● WHAT TO WORK ON: Among the lines below, copy each one in which "combat" appears.

● Recorded data:
PR #4736, opened 2021-02-13
Stage 2b of runestones working with buff and combat-trainer.

Dartellum:
Merge a few days after Stage-1b-of-combat-trainer-and-buff-runestones.

Runestone casting within combat-trainer.


Dartellum:
This PR is ready to go. I only heard of two small challenges for the first stage, but they were due to multiple characters logged in and logging in an updated common-arcana.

● SOLUTION FOR THIS PROBLEM:
Stage 2b of runestones working with buff and combat-trainer.
Merge a few days after Stage-1b-of-combat-trainer-and-buff-runestones.
Runestone casting within combat-trainer.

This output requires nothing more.